第12章

第12章

原主的老母親和大嫂竟然來了。

每一個極品身後都站着一個大極品,可以說原主的極品行事風格,跟她母親甄老太脫不了關系。

明明原主自己有三兒一女要養活,可甄老太就是時不時叫原主送錢回去養侄子。

“你侄子都餓得吃不上飯了,你這個當姑姑的好意思端起飯碗?孫女?就一個丫頭片子哪有我們家大寶重要?”

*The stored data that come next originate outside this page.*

PR #2084, opened 2026-01-13
fix(definition): import submodule as alias

aaron-ang:
# Summary

Resolve goto-definitions for submodule imports as aliases. Previously, only hover information was available.
For example,
```python
from torch.nn import (
    attention as attention,
    functional as functional,
    init as init,
    modules as modules,
    parallel as parallel,
    parameter as parameter,
    utils as utils,
)
```

# Test Plan


yangdanny97 (approved):

PR #2088, opened 2026-01-13
Test disabled reverse relations

migeed-z:
Summary: We can use the "+" symbol to avoid creating a reverse relation. This is important to test so we can make sure we are avoiding creating that field if it is not needed

Reviewed By: aleivag, yangdanny97

Differential Revision: D90517596


yangdanny97 (approved):

PR #2100, opened 2026-01-13
Add JSON schemas for pyrefly.toml and pyproject.toml validation

### LINKED ISSUE #536: Add Pyrefly config to schemastore
[Schemastore](https://www.schemastore.org/) is a nice config file validation framework supported by most major editors. It would be nice if we could add one here for Pyrefly's `pyproject.toml` and `pyrefly.toml` config options.

Here's an example of [Pyright's](https://raw.githubusercontent.com/microsoft/pyright/main/packages/vscode-pyright/schemas/pyrightconfig.schema.json)

Prathamesh-tech-eng:
**Description:**
This PR adds JSON schemas (`pyrefly.json` and `pyproject-tool-pyrefly.json`) to enable editor support (auto-completion, validation, and documentation) for Pyrefly configuration files in `pyrefly.toml` and `pyproject.toml`.

Fixes #536

**Notes:**
- I've constructed this schema based on `crates/pyrefly_config/src/config.rs` and and `crates/pyrefly_config/src/base.rs`
- I used kebab-case for keys (e.g., `project-includes`) as defined by the Serde structs.
- I placed the schema in the  `schemas/` directory

### DIFF
--- a/schemas/pyproject-tool-pyrefly.json
+++ b/schemas/pyproject-tool-pyrefly.json
@@ -9,7 +9,7 @@
       "type": "object",
       "properties": {
         "pyrefly": {
-          "$ref": "https://pyrefly.org/schemas/pyrefly.json"
+          "$ref": "pyrefly.json"
         }
       }
     }
--- a/schemas/pyrefly.json
+++ b/schemas/pyrefly.json
@@ -9,21 +9,24 @@
       "type": "object",
       "properties": {
         "errors": {
-          "description": "Configure the severity for each kind of error that Pyrefly emits. Set error code to true to enable, false to disable. Any valid Pyrefly error code can be used, not just the ones listed here.",
+          "description": "Configure the severity for each kind of error that Pyrefly emits. Set error code to true to enable (default severity), false to disable, or use a severity string ('ignore', 'info', 'warn', 'error'). Any valid Pyrefly error code can be used, not just the ones listed here.",
           "type": "object",
           "additionalProperties": {
-            "type": "boolean"
+            "oneOf": [
+              { "type": "boolean" },
+              { "type": "string", "enum": ["ignore", "info", "warn", "error"] }
+            ]
           },
           "properties": {
-            "bad-assignment": {"type": "boolean"},
-            "bad-return": {"type": "boolean"},
-            "missing-import": {"type": "boolean"},
-            "invalid-argument": {"type": "boolean"},
-            "assert-type": {"type": "boolean"},
-            "bad-override": {"type": "boolean"},
-            "incompatible-type": {"type": "boolean"},
-            "unused-import": {"type": "boolean"},
-            "undefined-variable": {"type": "boolean"}
+            "bad-assignment": {},
+            "bad-return": {},
+            "missing-import": {},
+            "invalid-argument": {},
+            "assert-type": {},
+            "bad-override": {},
+            "incompatible-type": {},
+            "unused-import": {},
+            "undefined-variable": {}
           },
           "default": {}
         },
@@ -74,9 +77,24 @@
           "type": "array",
           "items": {
             "type": "string",
-            "enum": ["type", "pyrefly", "mypy", "pyright", "pyre"]
+            "enum": ["type", "pyrefly", "mypy", "pyright", "pyre", "ty"]
           },
           "default": ["type", "pyrefly"]
+        },
+        "tensor-shapes": {
+          "description": "Whether to enable tensor shape checking.",
+          "type": "boolean"
+        },
+        "recursion-depth-limit": {
+          "description": "Maximum recursion depth for type evaluation. Set to 0 to disable the limit.",
+          "type": "integer",
+          "minimum": 0
+        },
+        "recursion-overflow-handler": {
+          "description": "How should Pyrefly handle recursion overflow during type evaluation?",
+          "type": "string",
+          "enum": ["break-with-placeholder", "panic-with-debug-info"],
+          "default": "break-with-placeholder"
         }
       }
     }
@@ -94,7 +112,7 @@
           "items": {
             "type": "string"
           },
-          "default": ["**/*.py*"]
+          "default": ["**/*.py*", "**/*.ipynb"]
         },
         "project-excludes": {
           "description": "The glob patterns used to describe which files to avoid type checking as a way to filter files that match project-includes.",
@@ -173,6 +191,10 @@
           "type": "boolean",
           "default": false
         },
+        "baseline": {
+          "description": "Path to a baseline file for suppressing existing errors.",
+          "type": "string"
+        },
         "build-system": {
           "description": "Pyrefly supports integrating into build systems to discover targets to type check and their dependencies. Currently supports Buck2 and custom queries.",
           "type": "object",
@@ -182,9 +204,18 @@
               "type": "string",
               "enum": ["buck", "custom"]
             },
-            "repo_root": {
-              "description": "Path to the root of the repository.",
-              "type": "string"
+            "ignore-if-build-system-missing": {
+              "description": "Whether to silently ignore the build system configuration if the build system is not found.",
+              "type": "boolean",
+              "default": false
+            },
+            "search-path-prefix": {
+              "description": "Prefix paths to prepend to search paths discovered by the build system.",
+              "type": "array",
+              "items": {
+                "type": "string"
+              },
+              "default": []
             },
             "isolation-dir": {
               "description": "The isolation dir for Buck2 to use.",
--- a/schemas/test-pyproject.toml
+++ b/schemas/test-pyproject.toml
@@ -25,6 +25,9 @@ untyped-def-behavior = "check-and-infer-return-type"
 infer-with-first-use = true
 ignore-errors-in-generated-code = false
 disable-type-errors-in-ide = false
+tensor-shapes = false
+recursion-depth-limit = 100
+recursion-overflow-handler = "break-with-placeholder"
 
 # Import handling
 replace-imports-with-any = ["sympy.*", "*.series"]
@@ -35,11 +38,15 @@ use-ignore-files = true
 permissive-ignores = false
 enabled-ignores = ["type", "pyrefly"]
 
+# Baseline
+# baseline = "baseline.json"
+
 # Error configuration
 [tool.pyrefly.errors]
 bad-assignment = false
 bad-return = true
-missing-import = true
+missing-import = "warn"
+invalid-argument = "error"
 
 # SubConfig example 1: Test files
 [[tool.pyrefly.sub-config]]
--- a/schemas/test-pyrefly.toml
+++ b/schemas/test-pyrefly.toml
@@ -24,6 +24,9 @@ untyped-def-behavior = "check-and-infer-return-type"
 infer-with-first-use = true
 ignore-errors-in-generated-code = false
 disable-type-errors-in-ide = false
+tensor-shapes = false
+recursion-depth-limit = 100
+recursion-overflow-handler = "break-with-placeholder"
 
 # Import handling
 replace-imports-with-any = ["sympy.*", "*.series"]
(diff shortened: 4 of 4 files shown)


schemas/pyrefly.json
```diff
@@ -0,0 +1,266 @@
...
+          "untyped-def-behavior": {
+            "description": "Override untyped function behavior for matched files.",
+            "type": "string",
+            "enum": ["check-and-infer-return-type", "check-and-infer-return-any", "skip-and-infer-return-any"]
+          },
+          "ignore-errors-in-generated-code": {
+            "description": "Override generated code error handling for matched files.",
+            "type": "boolean"
+          }
+        }
```
connernilsen: I'm not sure if this is possible, so if you struggle to find a way to do this, don't worry about it.

Could we pull this out into a subschema and do two things with it?
1. flatten the subschema into the top-level object
2. reuse that sub-schema here

This would help us avoid redefining definitions in multiple places, which means we won't have to remember to update multiple things if there are changes to the config base object.

Again, not sure if flattening is possible, but it would be awesome if it works!

schemas/pyproject-tool-pyrefly.json
```diff
@@ -0,0 +1,277 @@
+{
```
connernilsen, line 1: If you look at how the [`pyproject.toml` in schemastore works](https://github.com/SchemaStore/schemastore/blob/42c1f83e9c33ca07ba2f74e5ce6870d2b3836820/src/schemas/json/pyproject.json#L980-L989), we might be able to get away with just the `pyrefly.json` config below and reference it in a pyproject definition.

When we merge into schemastore, I'd like to follow those examples, so this file will be redundant.

schemas/pyrefly.json
```diff
@@ -0,0 +1,266 @@
...
+      "description": "The value used with conditions based on type checking against sys.platform values.",
+      "type": "string",
+      "default": "linux",
+      "enum": ["linux", "darwin", "win32", "cygwin", "freebsd", "openbsd", "netbsd", "aix"]
+    },
+    "python-version": {
+      "description": "The Python version to use for type checking. Format: <major>[.<minor>[.<micro>]]",
+      "type": "string",
+      "default": "3.13.0",
+      "pattern": "^\\d+(\\.\\d+)?(\\.\\d+)?$"
```
connernilsen: Awesome validation!

schemas/pyrefly.json
```diff
@@ -0,0 +1,266 @@
...
+            }
+          },
+          "then": {
+            "required": ["command"],
+            "properties": {
+              "command": true,
+              "repo_root": true
+            }
+          }
+        }
```
connernilsen: Is it possible to set `not` conditions here for the custom-only fields when using the `buck` type, and vice versa for `custom` with buck-only fields?

It might be possible to do a subschema for the `buck` and `custom` fields, specify both subschemas in the field definitions, and just list the subschemas here to simplify the conditions.

schemas/pyrefly.json
```diff
@@ -0,0 +1,266 @@
...
+          "if": {
+            "properties": {
+              "type": {"const": "buck"}
+            }
+          },
+          "then": {
+            "properties": {
+              "isolation-dir": true,
+              "extras": true
+            }
```
connernilsen: Just to double check, these aren't required fields, right? Just fields that are allowed with the `buck` type?

schemas/pyrefly.json
```diff
@@ -0,0 +1,266 @@
...
+          "if": {
+            "properties": {
+              "type": {"const": "custom"}
+            }
+          },
+          "then": {
+            "required": ["command"],
+            "properties": {
+              "command": true,
+              "repo_root": true
```
connernilsen: Repo root should be for all types, not just `custom`

Prathamesh-tech-eng:
@connernilsen I've addressed all the feedback! Here is a summary of the changes:

1. Extracted configBase to avoid repetition 
I created a $defs/configBase section containing all the shared properties (like errors, untyped-def-behavior, replace-imports-with-any, etc.).

2. Flattened ConfigBase into the root 
All configBase properties are now duplicated in the main properties section so they're available at the root level. This ensures the schema works correctly with additionalProperties: false.

3. Applied ConfigBase to sub-config 
The sub-config items now use allOf with { "$ref": "#/$defs/configBase" }. This ensures that any future changes to the base config automatically propagate to sub-configs without manual duplication.

4. Fixed Build System Logic 
I cleaned up the validation logic:

Moved repo_root: It is now a top-level property inside build-system, accessible to both buck and custom types (addressing your comment about it being for all types).

Added strict not conditions:

If type: "buck", the schema explicitly forbids command.

If type: "custom", the schema requires command but forbids isolation-dir and extras.

Clarified optional fields: isolation-dir and extras are defined as properties but not required (answering your question about them).

5. Simplified pyproject-tool-pyrefly.json 
I updated this to just reference pyrefly.json via $ref rather than duplicating 270+ lines. This aligns with the SchemaStore pattern you mentioned.

Once this is approved, I'll proceed with opening the PR to SchemaStore.

Prathamesh-tech-eng:
Hi @connernilsen ,

Hope you're doing well. It's been a while since we last connected, so I just wanted to follow up and check if there have been any updates regarding the changes.

connernilsen:
Hey @Prathamesh-tech-eng, sorry, I've had it open in my browser but haven't been able to spare the time to look into it yet. I'll sit down sometime this week and give a review

.gitignore
```diff
@@ -1,3 +1,8 @@
 debug.json
 debug.js
 target/
+
+# Ignore all files in schemas/ except specific JSON schemas
+schemas/*
```
connernilsen, line 6: qq: are there other schemas that you're expecting to be added here?

schemas/pyrefly.json
```diff
@@ -0,0 +1,328 @@
...
+                "type": "string"
+              }
+            }
+          }
+        ]
+      },
+      "default": []
+    }
+  },
+  "additionalProperties": false
```
connernilsen: Can we allow additional properties until we're sure we have this working really well?

schemas/pyrefly.json
```diff
@@ -0,0 +1,328 @@
...
+    "configBase": {
+      "type": "object",
+      "properties": {
+        "errors": {
+          "description": "Configure the severity for each kind of error that Pyrefly emits. Set error code to true to enable, false to disable.",
+          "type": "object",
+          "additionalProperties": {
+            "type": "boolean"
+          },
+          "properties": {
```
connernilsen, line 20: We have a bunch of other error kinds, but this is a good start. You don't have to add them all in this diff, but just to double check, errors that aren't listed here can be used right?

schemas/pyrefly.json
```diff
@@ -0,0 +1,328 @@
...
+      "items": {
+        "type": "string"
+      },
+      "default": []
+    },
+    "python-platform": {
+      "description": "The value used with conditions based on type checking against sys.platform values.",
+      "type": "string",
+      "default": "linux",
+      "enum": ["linux", "darwin", "win32", "cygwin", "freebsd", "openbsd", "netbsd", "aix"]
```
connernilsen: This one should also be non-exhaustive. Is there a way to specify that?

schemas/pyrefly.json
```diff
@@ -0,0 +1,328 @@
...
+    "skip-interpreter-query": {
+      "description": "Skip querying any interpreters and do not do any environment autoconfiguration. This means that Pyrefly will take hard-coded defaults for python-version and python-platform, and will use an empty site-package-path.",
+      "type": "boolean",
+      "default": false
+    },
+    "typeshed-path": {
+      "description": "Override the version of typeshed that's being used for type checking. The provided path should point to the root of typeshed.",
+      "type": "string"
+    },
+    "errors": {
```
connernilsen: Oh wait, is there no way to fold the `configBase` def you made above into here?

connernilsen (changes requested):
Sorry just a few more requests.

Also test instructions if you have just so I can validate some things

.gitignore
Prathamesh-tech-eng: No, just pyrefly.json and pyproject-tool-pyrefly.json. I've updated the .gitignore to also track the supporting files (test configs, validation script, docs).

schemas/pyrefly.json
Prathamesh-tech-eng: Done, changed additionalProperties to true.

schemas/pyrefly.json
Prathamesh-tech-eng: Yes ,   additionalProperties: { type: boolean } allows any error code string. The listed ones just provide autocomplete hints. Updated the description to clarify this.

schemas/pyrefly.json
Prathamesh-tech-eng: Done,  replaced enum with examples. The Rust PythonPlatform::new() accepts any string, so the schema now does too.

schemas/pyrefly.json
Prathamesh-tech-eng: Done,  the top-level now uses allOf: [$ref configBase, {top-level-only properties}] instead of duplicating. Both top-level and sub-config share the same configBase definition.

Prathamesh-tech-eng:
HI @connernilsen, Addressed all the feedback ,  here's a summary of the changes:
- additionalProperties set to true
- python-platform changed from enum to examples (non-exhaustive)
- errors description clarified to note any valid error code works
- Top-level schema now uses allOf with $ref to configBase (no duplication)
- .gitignore updated to track test files and docs

To test : Run pip install jsonschema toml referencing then python schemas/validate_schemas.py. It validates both test TOML files against the schemas. You can also test in VS Code with the "Even Better TOML" extension.

I looked into schemars (https://github.com/GREsau/schemars), which can derive JSON Schema from Rust structs with #[derive(JsonSchema)]. That could auto-generate these schemas from ConfigBase/ConfigFile and we could add a CI check to detect drift between the generated schema and what's in schemastore. Happy to explore that as a follow-up PR if you think it's worth pursuing.

Prathamesh-tech-eng:
I have also Performed additional fixes found during cross-referencing the schema against the Rust config source of truth:

- **`errors` values**: Now accepts both booleans and severity strings (`"ignore"`, `"info"`, `"warn"`, `"error"`) via `oneOf`, matching the Rust `Severity` enum
- **Missing `configBase` fields**: Added `tensor-shapes`, `recursion-depth-limit`, `recursion-overflow-handler` (these were present in Rust's `ConfigBase` but missing from the schema; they also apply to `sub-config` items via `$ref`)
- **`enabled-ignores`**: Added missing `"ty"` variant (for `# ty: ignore` directives)
- **`project-includes` default**: Fixed from `["**/*.py*"]` to `["**/*.py*", "**/*.ipynb"]` to match the Rust default
- **`baseline`**: Added missing top-level string field for suppressing existing errors
- **`build-system`**: Removed non-existent `repo_root` field (computed at runtime, not a config option), added `ignore-if-build-system-missing` (boolean) and `search-path-prefix` (array) which were present in the Rust `BuildSystem` struct
- **`pyproject-tool-pyrefly.json`**: Changed `$ref` from `https://pyrefly.org/schemas/pyrefly.json` to relative `pyrefly.json` so it resolves locally without depending on the URL being live
- **Test files**: Updated to exercise severity string values (`missing-import = "warn"`, `invalid-argument = "error"`) and the newly added fields

connernilsen:
> I looked into schemars (https://github.com/GREsau/schemars), which can derive JSON Schema from Rust structs with #[derive(JsonSchema)]. That could auto-generate these schemas from ConfigBase/ConfigFile and we could add a CI check to detect drift between the generated schema and what's in schemastore. Happy to explore that as a follow-up PR if you think it's worth pursuing.

Yeah, that would be awesome if you're interested! If not, then we can file that as a task and come back to it later!

Also, thanks for doing all of this, it looks awesome! I'm going to pull this in and start testing it, and I'll merge it and let you know if there are any followups.

Prathamesh-tech-eng:
Thanks! Yeah, I'm definitely interested.  I'll start looking into schemars and see how it can be integrated to auto-generate the schemas from the Rust config structs. I'll open a follow-up PR once I have something working. Might ping you if I run into any blockers!

And glad the schemas look good, let me know if anything comes up during testing!

PR #2102, opened 2026-01-13
impl convert module

asukaminato0721:
# Summary

Fixes part of #364

Implemented LSP refactor actions to mirror PyCharm’s “convert module ↔ package” behavior: module→package renames foo.py to `foo/__init__.py`, and package→module is only offered when the package directory contains only `__init__.py` (empty package), keeping content in `__init__.py` as the module body.

Added workspace-edit refactor actions (rename + delete operations; gated on client support for documentChanges/resourceOperations).

# Test Plan

Added LSP interaction tests and fixtures.

### DIFF
--- a/pyrefly/lib/lsp/non_wasm/convert_module_package.rs
+++ b/pyrefly/lib/lsp/non_wasm/convert_module_package.rs
@@ -1,0 +1,191 @@
+/*
+ * Copyright (c) Meta Platforms, Inc. and affiliates.
+ *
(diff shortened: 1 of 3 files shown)


stroxler (commented):
Should the new helpers be in a dedicated module rather than `server.rs`? I think in general we're trying to avoid too much growth in the central LSP modules as we add refactoring capabilities which often require a lot of code

PR #2109, opened 2026-01-14
fix: 'Go to symbol' now includes methods inside a class

### LINKED ISSUE #2051: 'Go to symbol' excludes methods inside a class
### Describe the Bug

When using either of the commands in VS code:
1. Go to symbol in Editor
2. Go to symbol in workspace

This command doesn't reveal methods within a class. Only functions, or classes

Is this intentional?
Is this configurable?

### Sandbox Link

_No response_

Extension Version 0.46.3

Karman-singh15:
# Summary

Logic was added to post-process symbols inside a ClassDef.
it allows Stmt::FunctionDef to remain simple (always creating a FUNCTION), and shifts the responsibility of context-awareness (knowing it is a method) to the parent ClassDef.
Any child symbol with SymbolKind::FUNCTION is now converted to SymbolKind::METHOD

Fixes #2051 

# Test Plan

I updated the existing test 
test_document_symbols_normal_file in pyrefly/lib/test/lsp/lsp_interaction/document_symbols.rs
The test uses an existing file normal.py which contains NormalClass and normal_method.
I updated the test assertion to verify that normal_method inside NormalClass has SymbolKind::METHOD.

### DIFF
--- a/pyrefly/lib/lsp/non_wasm/document_symbols.rs
+++ b/pyrefly/lib/lsp/non_wasm/document_symbols.rs
@@ -61,6 +61,14 @@ fn recurse_stmt_adding_symbols<'a>(
         Stmt::ClassDef(stmt_class_def) => {
             let mut children = Vec::new();
             children.append(&mut recursed_symbols);
+
+            // Functions defined inside a class are methods.
+            for child in &mut children {
+                if child.kind == lsp_types::SymbolKind::FUNCTION {
+                    child.kind = lsp_types::SymbolKind::METHOD;
+                }
+            }
+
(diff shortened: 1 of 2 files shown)


stroxler:
Thanks for the PR! Looks good to me, I'll try to get a second review and merge in the next day or two

Heads up that the red CI signal is just format, you can run `cargo fmt` to avoid it in the future but I can patch it up so no need to worry about it on this commit

stroxler (approved):

grievejia (approved):

kinto0:
This doesn't fix the issue. this change simply changed the symbol kind of document symbols if they had existed.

原主男人身故後,甄老太以死相逼要原主給娘家兩百塊錢蓋房子,原主哪裏鬥得過甄老太這種千年老聊齋,被軟磨硬泡了幾下也就答應了。

誰曾想這錢遲遲沒有下來,再有甄大嫂在一旁挑撥,甄老太篤定女兒拿了錢不想孝順她,幾年沒給女兒好臉色。這次聽說孟家要娶媳婦,就想趁此機會過來要錢。

摸清她的來意,甄臻神色不變地拎着麻袋進門。

甄老太一見閨女去縣城裏買東西,就陰陽怪氣道:

“整天跟娘家哭窮,說自己窮得沒錢吃飯,誰知背着我們就去城裏花錢享福,難怪人家都說女兒就是賠錢貨!胳膊肘往外拐,也不想想是誰一把屎一把尿把你拉扯長大!”

甄大嫂跟婆婆想的一樣,甄家一直靠小姑子接濟,以前大國爹還在世時,甄老太命令女兒每個月拿五塊錢回去!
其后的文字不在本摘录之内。